The word "platform" marks the lines to keep; find each one in the data and copy it.

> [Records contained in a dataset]
________
PR #65, opened 2018-02-08
th/ip6_temp_addr_sync_rh1542609

thom311:
Fix syncing IPv6 addresses

(the last commit is just some extra verbose logging for debugging. Ignore that one).

See also: https://bugzilla.redhat.com/show_bug.cgi?id=1542609

### DIFF
--- a/src/platform/nm-platform.c
+++ b/src/platform/nm-platform.c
________
> [SOLVED PROBLEM]
--- a/src/platform/nm-platform.c
+++ b/src/platform/nm-platform.c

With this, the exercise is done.